Studio album by Vangelis
- Released: 1995
- Recorded: 1995
- Genre: Classical music
- Length: 58:51
- Label: Warner Music Group
- Producer: Vangelis

Vangelis chronology
| Blade Runner (1994) | Foros Timis Ston Greco (1995) | Voices (1995) |

= Foros Timis Ston Greco =

Foros Timis Ston Greco (Φόρος Τιμής Στον Γκρέκο, lit. A Tribute to El Greco) is a classical album by Greek electronic composer and artist Vangelis (as Vangelis Papathanassiou/Βαγγέλης Παπαθανασίου). The title is an allusion to the man who inspired the composition, Dominikos Theotokópoulos (Δομήνικος Θεοτοκόπουλος, 1541–1614), the Cretan-born painter and sculptor better known as El Greco.

The album was published in 1995 as a limited edition of 3,000 CD-audios and sold exclusively at the National Art Gallery and Alexandros Soutzos Museum in Athens, Greece, which was raising funds to buy El Greco's painting "St. Peter". The luxurious packaging, in a dark-blue velvet box, included a 128-page coffee table book, about El Greco's paintings, dedicated to Vangelis, and a digipack containing the CD. Each CD carried Vangelis' personal signature and a unique serial number. For such a special edition, the price was 30,000 drachmas (US $127), or, adjusted for Greek inflation As of 2006, 45,000 drachmas (€132/$176).

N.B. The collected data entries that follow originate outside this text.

PR #1795, opened 2019-02-28
New Lab: Tooltips lab

ChesterSng:
This new lab is done by @YuPeiHenry, @blewjy and @ChesterSng.

`Tooltips Lab` will help users of PowerPointLab easily create Tooltips with the `Create Menu` and `Assign Tooltip` functionalities:

**Create Menu**
1. `Create Tooltip` 
 - Create a trigger and callout with trigger animations.
 - Ignores any selection

create tooltip

2. `Create Callout`
 - Need to have selection (can have multiple)
 - One selection: Callout created above trigger, attached to selection as trigger
 - Multiple selections: Callouts created, attached to each shape as trigger

create callout

3. `Create trigger`
 - Need to have selection (can have multiple)
 - One selection: Trigger created below callout, callout attached to trigger
 - Multiple selections: Triggers created below callouts, callouts attached to triggers

create trigger

-----
**Assign Tooltip**
- Must have more than one shape in selection
- First shape will be trigger
- All other shapes will be callout
- All shapes will be attached to first shape as trigger and will appear and disappear together on first and second clicks.
assign tooltip

- Subsequent assigning of tooltip to same trigger will cause all callout shapes to appear and disappear on first and second click. 

Note: A loop can be created using `Assign Tooltip` causing all shapes to not be visible on the slide. However, the original powerpoint application allows for this behaviour and thus we will ignore this.

Note: This version of `Tooltips Lab` will not come with settings and we are open to suggestions on what should come in the settings menu.


leeyh20:
Do you need to restart the Appveyor build?

ChesterSng:
@leeyh20, restarting the build will not help, tried many times. The AppVeyor build will fail on the `tooltips-lab` branch because of permission errors but the PR to `dev-release` is fine.

PowerPointLabs/PowerPointLabs/ActionFramework/TooltipsLab/Create/CreateTrigger/CreateTriggerActionHandler.cs
```diff
@@ -0,0 +1,47 @@
...
+
+            if (selection.Type != PowerPoint.PpSelectionType.ppSelectionShapes)
+            {
+                MessageBox.Show("Please select 1 or more shapes as your callout shape.");
+                return;
+            }
+
+            foreach (PowerPoint.Shape selectedShape in selection.ShapeRange)
+            {
+                // TODO: Adding a trigger to an existing shape that is already part of a trigger animation as the "callout" (whether created by user or by TooltipsLab)
```
leeyh20: This will be addressed in a future issue? :)

PowerPointLabs/PowerPointLabs/TooltipsLab/CreateTooltip.cs
```diff
@@ -0,0 +1,70 @@
...
+                height);
+
+            return triggerShape;
+        }
+
+        public static PowerPoint.Shape GenerateCalloutWithReferenceTriggerShape(PowerPointSlide currentSlide, PowerPoint.Shape triggerShape)
+        {
+            float midpointX = ShapeUtil.GetMidpointX(triggerShape);
+
+            // TODO: To be moved to TooltipsLabConstants in the future.
```
leeyh20: Yes, should immediately move these to `TooltipsLabConstants` in another issue / PR?

PowerPointLabs/PowerPointLabs/TooltipsLab/CreateTooltip.cs
```diff
@@ -0,0 +1,70 @@
...
+                triggerShape.Top - (float)(1.125 * height) - 10,
+                width,
+                height);
+
+            return callout;
+        }
+
+        public static PowerPoint.Shape GenerateTriggerShape(PowerPointSlide currentSlide)
+        {
+            // TODO: These are all hardcoded values for now. They should be replaced in the future.
```
leeyh20: Replaced in another issue / PR?

PowerPointLabs/PowerPointLabs/ActionFramework/TooltipsLab/AssignTooltip/AssignTooltipActionHandler.cs
```diff
@@ -0,0 +1,43 @@
...
+                AssignTooltip.AddTriggerAnimation(currentSlide, selection);
+                // Open the animation custom pane if it is not opened
+                if (!this.GetApplication().CommandBars.GetPressedMso("AnimationCustom"))
+                {
+                    this.GetApplication().CommandBars.ExecuteMso("AnimationCustom");
+                }
+            }
+            catch (Exception)
+            {
+
```
leeyh20: Seems like not very nice to catch a generic exception and then leave this part totally empty... consider passing the error message with the exception and showing a message box with the error message?

PowerPointLabs/PowerPointLabs/ActionFramework/TooltipsLab/AssignTooltip/AssignTooltipActionHandler.cs
```diff
@@ -0,0 +1,43 @@
...
+            if (!ShapeUtil.IsSelectionShape(selection))
+            {
+                return;
+            }
+
+            try
+            {
+                AssignTooltip.AddTriggerAnimation(currentSlide, selection);
+                // Open the animation custom pane if it is not opened
+                if (!this.GetApplication().CommandBars.GetPressedMso("AnimationCustom"))
```
leeyh20: Maybe `"AnimationCustom"` can be in `TooltipsLabConstants` too?

PowerPointLabs/PowerPointLabs/ActionFramework/TooltipsLab/Create/CreateCallout/CreateCalloutActionHandler.cs
```diff
@@ -0,0 +1,44 @@
...
+            }
+
+            foreach (PowerPoint.Shape selectedShape in selection.ShapeRange)
+            {
+                PowerPoint.Shape callout = CreateTooltip.GenerateCalloutWithReferenceTriggerShape(currentSlide, selectedShape);
+                PowerPoint.Shape calloutGroup = AddTextbox.AddTextboxToCallout(currentSlide, callout);
+                AssignTooltip.AddTriggerAnimation(currentSlide, selectedShape, calloutGroup);
+            }
+            
+            if (!this.GetApplication().CommandBars.GetPressedMso("AnimationCustom"))
```
leeyh20: `AnimationCustom` is used again here.

PowerPointLabs/PowerPointLabs/ActionFramework/TooltipsLab/Create/CreateTooltip/CreateTooltipActionHandler.cs
```diff
@@ -0,0 +1,33 @@
...
+namespace PowerPointLabs.ActionFramework.TooltipsLab
+{
+    [ExportActionRibbonId(TooltipsLabText.CreateTooltipTag)]
+    class CreateTooltipActionHandler : ActionHandler
+    {
+        protected override void ExecuteAction(string ribbonId)
+        {
+            this.StartNewUndoEntry();
+
+            PowerPointSlide currentSlide = this.GetCurrentSlide();
```
leeyh20: Consider adding a guard clause that checks if `currentSlide `is null?

PowerPointLabs/PowerPointLabs/ThisAddIn.cs
```diff
@@ -978,6 +978,7 @@ private void ThisAddInSlideSelectionChanged(PowerPoint.SlideRange sldRange)
                     prev = presentation.Slides[slideIndex - 1];
                 }
             }
+            Ribbon.RefreshRibbonControl("CreateMenu");
```
leeyh20: Could this be called "CreateTooltipMenuButton" instead, if CreateMenu is only relevant to TooltipsLab? This button name seems to be inconsistent with the rest.

PowerPointLabs/PowerPointLabs/TooltipsLab/AttachTriggerAnimation.cs
```diff
@@ -0,0 +1,142 @@
...
+            Sequences sequences = currentSlide.TimeLine.InteractiveSequences;
+            // A set is used here so no duplicate shapes will be added
+            ISet<Shape> shapesToAnimateSet = new HashSet<Shape>(shapesToAnimate);
+
+            // Find the existing sequence that has the triggerShape
+            for (int i = 1; i <= sequences.Count; i++)
+            {
+                Sequence sequence = sequences[i];
+                // Iterate from the back because of deletion
+                for (int j = sequence.Count; j >= 1; j--)
```
leeyh20: `sequence[0] `does not need to be deleted? Is it because the index starts from 1?

PowerPointLabs/PowerPointLabs/TooltipsLab/CreateTooltip.cs
```diff
@@ -0,0 +1,70 @@
...
+using PowerPointLabs.Models;
+using PowerPointLabs.TextCollection;
+using PowerPointLabs.Utils;
+using PowerPointLabs.Views;
+
+using PowerPoint = Microsoft.Office.Interop.PowerPoint;
+
+namespace PowerPointLabs.TooltipsLab
+{
+    internal static class CreateTooltip
```
leeyh20: Because this is an entirely new class, I suggest adding some documentation comments to briefly describe the class if possible? `<summary> </summary> `

PowerPointLabs/PowerPointLabs/TooltipsLab/AttachTriggerAnimation.cs
```diff
@@ -0,0 +1,142 @@
...
+        }
+
+        private static void AddTriggerAnimation(PowerPointSlide currentSlide, Shape triggerShape, List<Shape> newShapesToAnimate)
+        {
+            TimeLine timeline = currentSlide.TimeLine;
+            // TODO: Get effect from settings
+            MsoAnimEffect fadeEffect = MsoAnimEffect.msoAnimEffectFade;
+
+            // Get the shapes that are already associated with trigger shape
+            List<Shape> shapesToAnimate = RemoveAnimationsInInteractiveSequence(currentSlide, triggerShape, newShapesToAnimate);
```
leeyh20: The name "`RemoveAnimationsInInterativeSequence`" seems a bit misleading as it seems like its function is to GetShapes of some kind, but yet in the name there is no suggestion of getting shapes, sounds like it is just removing..?

PowerPointLabs/PowerPointLabs/TooltipsLab/AttachTriggerAnimation.cs
ChesterSng: yes the index starts from 1 here

leeyh20: Ok!

PowerPointLabs/PowerPointLabs/ActionFramework/TooltipsLab/Create/CreateTooltip/CreateTooltipActionHandler.cs
ChesterSng: The button will be disabled when there are no slides, but will add a guard clause!

PowerPointLabs/PowerPointLabs/TooltipsLab/AttachTriggerAnimation.cs
ChesterSng: I understand your concern here, as much as I would like to make the function have a "single repsonsibility" it doesn't seem possible here. 

What do you suggest i rename the function, `GetShapesAndRemoveAnimationsInInteractiveSequence`?

leeyh20: `GetShapesInInteractiveSequenceWithAnimationsRemoved` ?

PowerPointLabs/PowerPointLabs/ActionFramework/TooltipsLab/Create/CreateTrigger/CreateTriggerActionHandler.cs
blewjy: Turns out that this was intended behaviour. I added this todo wrongly, haha

PowerPointLabs/PowerPointLabs/ThisAddIn.cs
blewjy: This naming actually follows the convention for the rest of the labs. "CreateMenu" is actually a Menu, not a Button. "CreateMenu" expands into 3 buttons, "CreateTooltipButton", "CreateCalloutButton" and "CreateTriggerButton".

PowerPointLabs/PowerPointLabs/TooltipsLab/CreateTooltip.cs
blewjy: Initially I added this comment because the values are just some default values that I came up with. We decided that these values were appropriate, this comment should have been removed.

PowerPointLabs/PowerPointLabs/ActionFramework/TooltipsLab/Create/CreateMenu/CreateMenuEnabledHandler.cs
```diff
@@ -0,0 +1,19 @@
...
+
+namespace PowerPointLabs.ActionFramework.TooltipsLab
+{
+    [ExportEnabledRibbonId(TooltipsLabText.CreateMenuTag)]
+    class CreateMenuEnabledHandler : EnabledHandler
+    {
+        protected override bool GetEnabled(string ribbonId)
+        {
+            PowerPointSlide currentSlide = this.GetCurrentSlide();
+            return currentSlide != null;
```
LiXiaoooowei: Hi, just noticed a small issue here. A `null reference exception` will be thrown when the code is running from Visual Studio if current slide is null. The exception is caused by the underlying implementation of `this.GetCurrentSlide()` function.  

Suggested way to fix this:
- Use a boolean variable to indicate whether `createMenu` should be enabled, and alter the variable value when slide selection is changed. In this way, empty slide selection can be handled explicitly. OR
- Change `PowerPointCurrentPresentationInfo.CurrentSlide` to handle null value explicitly.

YuPeiHenry: @LiXiaoooowei How do you replicate the problem? I can't seem to get the exception.

LiXiaoooowei: > @LiXiaoooowei How do you replicate the problem? I can't seem to get the exception.

I think it probably depends on your exception settings for visual studio. I set it to break when `C++ Exceptions Platform::NullReferenceException` is thrown.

Vangelis composed and arranged the album, and performed all the instruments, accompanied by a choir conducted by Ivan Cassar. The music is in a Byzantine style yet sounding contemporary due to his use of synthesisers. Soprano Montserrat Caballé and tenor Konstantinos Paliatsaras make guest appearances on one movement each.

The image on the album is a section of Madonna and Child with St. Martina and St. Agnes by El Greco

A regular edition of the album was released worldwide in 1998, with three new tracks and a new title: El Greco.

==Track listing==

1. Μέρος/Movement I – 10:08
2. Μέρος/Movement II – 5:24
3. Μέρος/Movement III – 6:25
4. Μέρος/Movement IV – 9:49
5. Μέρος/Movement V – 8:16
6. Μέρος/Movement VI – 11:44
7. Μέρος/Movement VII – 7:02

Movements III and V were included in Vangelis' compilation Reprise 1990-1999 (2000).